PR #34, opened 2023-06-20
chore: use a usize instead of a char* for next boot patch number

bryanoltman:
## Description

Passes the next patch number back as a `usize` instead of a `char *`

## Type of Change

- [ ] 🧹 Code refactor
- [ ] 📝 Documentation
- [x] 🗑️ Chore

### DIFF
--- a/library/include/updater.h
+++ b/library/include/updater.h
@@ -56,13 +56,14 @@ bool shorebird_init(const struct AppParameters *c_params,
                     const char *c_yaml);
 
 /**
- * Return the active patch number, or NULL if there is no active patch.
+ * The patch number that will boot on the next run of the app, or 0 if there is
+ * no next patch.
  */
-SHOREBIRD_EXPORT char *shorebird_next_boot_patch_number(void);
+SHOREBIRD_EXPORT uintptr_t shorebird_next_boot_patch_number(void);
 
 /**
- * Return the path to the active patch for the app, or NULL if there is no
- * active patch.
+ * The path to the patch that will boot on the next run of the app, or NULL if
+ * there is no next patch.
  */
 SHOREBIRD_EXPORT char *shorebird_next_boot_patch_path(void);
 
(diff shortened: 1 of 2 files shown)


library/include/updater.h
```diff
@@ -56,13 +56,14 @@ bool shorebird_init(const struct AppParameters *c_params,
                     const char *c_yaml);
 
 /**
- * Return the active patch number, or NULL if there is no active patch.
+ * The patch number that will boot on the next run of the app, or 0 if there is
+ * no next patch.
  */
-SHOREBIRD_EXPORT char *shorebird_next_boot_patch_number(void);
+SHOREBIRD_EXPORT uintptr_t shorebird_next_boot_patch_number(void);
```
eseidel, line 62: You want usize here, I think?

eseidel (approved):
Other than the type in the header, this looks correct.  Please correct and land. :)

library/include/updater.h
bryanoltman: This is a C header, so I'm not sure `usize` exists. `usize` is "The pointer-sized unsigned integer type", so I think `uintptr_t` is the correct C-land representation of the bits.

eseidel: Oh yeah, sorry.  I *think* that's size_t then?  Which is in stddef.h?

eseidel: My data is https://locka99.gitbooks.io/a-guide-to-porting-c-to-rust/content/features_of_rust/types.html 🤷

bryanoltman: I saw that and https://stackoverflow.com/a/1464559 as well. fwiw, this header is autogenerated

eseidel: https://stackoverflow.com/questions/1464174/size-t-vs-uintptr-t

This stuff is all terrible. :)  Hence why we just write in higher level languages.

eseidel: > I saw that and https://stackoverflow.com/a/1464559 as well. fwiw, this header is autogenerated by cbindgen.

Oh.  Fine then.  I definitely trust the autogen more than my googling!  Thank you!

PR #44, opened 2023-06-22
fix: Only allow one update attempt at a time

eseidel:
Currently any shorebird_* call will hang if another update attempt is in progress.  Instead:
1. update should only hold the lock when absolutely necessary
2. Further attempts at updating should fail while an update is in progress.

This is all for https://github.com/shorebirdtech/shorebird/issues/695

I ended up fixing a lot of things in our Rust code while I was in there, including:
* Using PathBuf instead of Sting wherever we are holding onto Path objects (this removed a bunch of code which was converting in and out of these).
* Made a variety of functions private (the default) that were previously mistakenly `pub`.
* Moved the android hacks around libapp_paths closer to the C++ code.  Previously we were storing all of the libapp_paths on ResolvedConfig and handling the android hacks during patch install.  Now we're doing the android path hacks on init, eventually we'll remove them entirely by making the C++ code pass us in the android app_dir or even the resolved .apk we need instead of the libapp_paths.
* Fixed several tests to use /dir/lib/arch/libapp.so paths instead of 'libapp.so' now that the init code applies the android hacks an expects the deeper paths.  Again, this will go away when we move the android hacks into c++.
* Added a test which confirms that if we init twice we log instead of trying to init again (this was one behavior which FCM was triggering as part of  https://github.com/shorebirdtech/shorebird/issues/695
* Add a test which confirms that further calls to update while an update is ongoing just fail out quickly instead of hanging.
* Moved to serial_test instead of a separate per-thread config system for testing.  This makes our tests operate more like the code does in the wild, at the cost of needing to annotate a test as #[serial] any time it needs to use shorebird_init.
* Removed ResolvedConfig and now call it UpdateConfig.  ResolvedConfig previously had a bool on it to tell if it was initialized, that's now represented as Option<UpdateConfig> instead which is more rusty. 
* Changed how we handle NetworkHooks from being compile-time test switched to using function pointers held off of UpdateConfig.network_hooks.  I think this makes more sense?  I did this to remove the special ThreadConfig object which was used during unit tests, but didn't exist in production.  I think the way we mock networking could still be improved.
* There is now real risk of accidentally calling the real networking code in tests (which is what codecov is complaining about me not testing).  It's possible my NetworkHooks change is a bad idea?


library/src/android.rs
```diff
@@ -5,12 +5,17 @@ use std::path::{Path, PathBuf};
...
 // https://stackoverflow.com/questions/67087597/is-it-possible-to-use-rusts-log-info-for-tests
 #[cfg(test)]
-use std::println as debug; // Workaround to use println! for logs.
+use std::println as debug;
 
-pub(crate) fn app_data_dir_from_libapp_path(libapp_path: &str) -> anyhow::Result<PathBuf> {
+use crate::UpdateError; // Workaround to use println! for logs.
+
+fn app_data_dir_from_libapp_path(libapp_path: &str) -> Result<PathBuf, UpdateError> {
     // "/data/app/~~7LtReIkm5snW_oXeDoJ5TQ==/com.example.shorebird_test-rpkDZSLBRv2jWcc1gQpwdg==/lib/x86_64/libapp.so"
```
bryanoltman, line 13: For clarity, this is returning the `/data/app/~~7LtReIkm5snW_oXeDoJ5TQ==` directory?

library/src/network.rs
```diff
@@ -8,24 +8,44 @@ use std::path::Path;
...
 fn patches_check_url(base_url: &str) -> String {
     return format!("{}/api/v1/patches/check", base_url);
 }
 
-#[cfg(test)]
 pub type PatchCheckRequestFn = fn(&str, PatchCheckRequest) -> anyhow::Result<PatchCheckResponse>;
+pub type DownloadFileFn = fn(&str) -> anyhow::Result<Vec<u8>>;
+
+#[derive(Clone)]
+pub struct NetworkHooks {
```
bryanoltman, line 25: Documentation would be helpful here. "A container for network request callbacks, used for overriding default behavior in tests"

library/src/updater.rs
```diff
@@ -131,41 +163,20 @@ fn check_hash(path: &Path, expected_string: &str) -> anyhow::Result<bool> {
...
-        .last()
-        .context("No libapp paths")?;
-    // We could probably use sourceDir instead?
-    // https://developer.android.com/reference/android/content/pm/ApplicationInfo#sourceDir
-    // and splitSourceDirs (api 21+)
-    // https://developer.android.com/reference/android/content/pm/ApplicationInfo#splitSourceDirs
-    debug!("Finding apk from: {:?}", full_libapp_path);
-    let app_dir = app_data_dir_from_libapp_path(full_libapp_path)?;
+    // We abuse libapp_path to actually be the path to the data dir for now.
+    let app_dir = &config.libapp_path;
```
bryanoltman, line 171: Updating the comment to explain why this is abuse and what the correct behavior would be would be helpful

library/src/updater_lock.rs
```diff
@@ -0,0 +1,54 @@
+use crate::updater::UpdateError;
+
+// This file's job is to handle the boiler plate around locking for the
+// updater thread.
+// We should be able to share more of this code with similar boilerplate around
+// the ResolveConfig global lock with a little refactoring.
```
bryanoltman, line 6: Update to remove references to the deleted `ResolvedConfig`

library/src/updater.rs
```diff
@@ -174,8 +185,32 @@ fn prepare_for_install(
...
+    // Update will need to take the Config lock at times, but will only
+    // do so as long as is needed to read from the config and will not
+    // hold the config lock across network requests.
+    // Steps:
+    // Checks Update lock, if held, return error, otherwise takes lock for
+    // entire duration of update.
+    // Loads state from disk (holds Config lock while reading).
+    // Uses current update information to build request and send to server.
+    // If update is not available, returns.
+    // Update is avaiable, so uses returned information to download update.
```
felangel, line 206:
```suggestion
    // Update is available, so uses returned information to download update.
```

library/src/updater_lock.rs
```diff
@@ -0,0 +1,54 @@
+use crate::updater::UpdateError;
+
+// This file's job is to handle the boiler plate around locking for the
```
felangel, line 3:
```suggestion
// This file's job is to handle the boilerplate around locking for the
```

bryanoltman, line 3: I'd add a note about why we need to lock, e.g. "only one thread can mutate the file system at a time"

bryanoltman (approved):

library/src/c_api.rs
```diff
@@ -296,13 +299,15 @@ mod test {
         )
     }
 
+    #[serial]
```
felangel, line 302: Minor but it would be nice to create a module for tests as is described in the docs:
https://doc.rust-lang.org/book/ch11-03-test-organization.html

```rs
#[cfg(test)]
mod tests {
    #[test]
    fn it_works() {
        let result = 2 + 2;
        assert_eq!(result, 4);
    }
}
```

library/src/config.rs
```diff
@@ -25,78 +20,35 @@ const DEFAULT_BASE_URL: &'static str = "https://api.shorebird.dev";
...
+) -> anyhow::Result<R>
 where
-    F: FnOnce(&ResolvedConfig) -> anyhow::Result<R>,
+    F: FnOnce(&UpdateConfig) -> anyhow::Result<R>,
 {
-    if !config.is_initialized {
-        anyhow::bail!(UpdateError::ConfigNotInitialized);
+    match maybe_config {
+        Some(config) => f(&config),
+        None => anyhow::bail!(UpdateError::ConfigNotInitialized),
```
felangel, line 45: Can we add a test for this?

library/src/c_api.rs
eseidel: I think we do that already? Or am I misunderstanding.  As it notes in the diff, this is within "mod test"

library/src/config.rs
eseidel: Sure, on it.

eseidel:
Updated per comments. ptal.

bryanoltman (approved):

PR #45, opened 2023-06-26
fix: incorrect stack trace in shorebird code push

DK070202:
## Description

- Fixes incorrect stack trace in case of failure of `isNewPatchAvailableForDownload`, `currentPatchNumber`, and `nextPatchNumber`. 
- In case of failure of any of the above methods trace will only point to the `_runInIsolate` in place of the actual origin which is method itself.  
- Disabled the lint: `unnecessary_await_in_return` for this case. 
- Attaching trace generated by sample which mimicking exact conditions: 
- without await:  

  ```dart
    Future<void> isNewPatchAvailableForDownload() {
      return _runInIsolate();
    }

    Future<void> _runInIsolate() async {
      await Future.delayed(Duration(seconds: 1));
      throw Exception('Failure due to unknown reason');
    }
  ```
  
  ```txt
   Unhandled exception:
   Exception: Failure due to unknown reason
   #0      _runInIsolate
   trace.dart:11
   <asynchronous suspension>
  ```

- with await: 

  ```dart
   Future<void> isNewPatchAvailableForDownload() async {
     return await _runInIsolate();
   }

   Future<void> _runInIsolate() async {
     await Future.delayed(Duration(seconds: 1));
     throw Exception('Failure due to unknown reason');
   }
  ```
 
  ```txt
   Unhandled exception:
   Exception: Failure due to unknown reason
   #0      _runInIsolate
   trace.dart:11
   <asynchronous suspension>
   #1      isNewPatchAvailableForDownload
   trace.dart:6
   <asynchronous suspension>
  ```

## Type of Change

- [ ] 🧹 Code refactor
- [ ] 📝 Documentation
- [x] 🗑️ Chore


eseidel:
Thank you very much for the patch!

DK070202:
> Yeah, unnecessary_await_in_return is such a foot-gun.
> 
> I would recommend we test this behavior if we want it to not break.

certainly! adding tests for it.

DK070202:
> Yeah, unnecessary_await_in_return is such a foot-gun.
> 
> I would recommend we test this behavior if we want it to not break.

Done!

felangel:
I think this can be closed because #55 refactored this and uncaught exceptions should bubble up along with their stacktraces.

Issue #49, opened 2023-07-05
ShorebirdCodePush should expose a "haveShorebird" function?


eseidel:
Some way for me to tell if it's connected to the Shorebird engine or not w/o reading the logs.

felangel:
Done in #55

PR #54, opened 2023-07-07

::::

## EXERCISE GOAL
Pull every line containing "well" from the entries above and copy it.

## FINAL ANSWER
bryanoltman: I saw that and https://stackoverflow.com/a/1464559 as well. fwiw, this header is autogenerated
eseidel: > I saw that and https://stackoverflow.com/a/1464559 as well. fwiw, this header is autogenerated by cbindgen.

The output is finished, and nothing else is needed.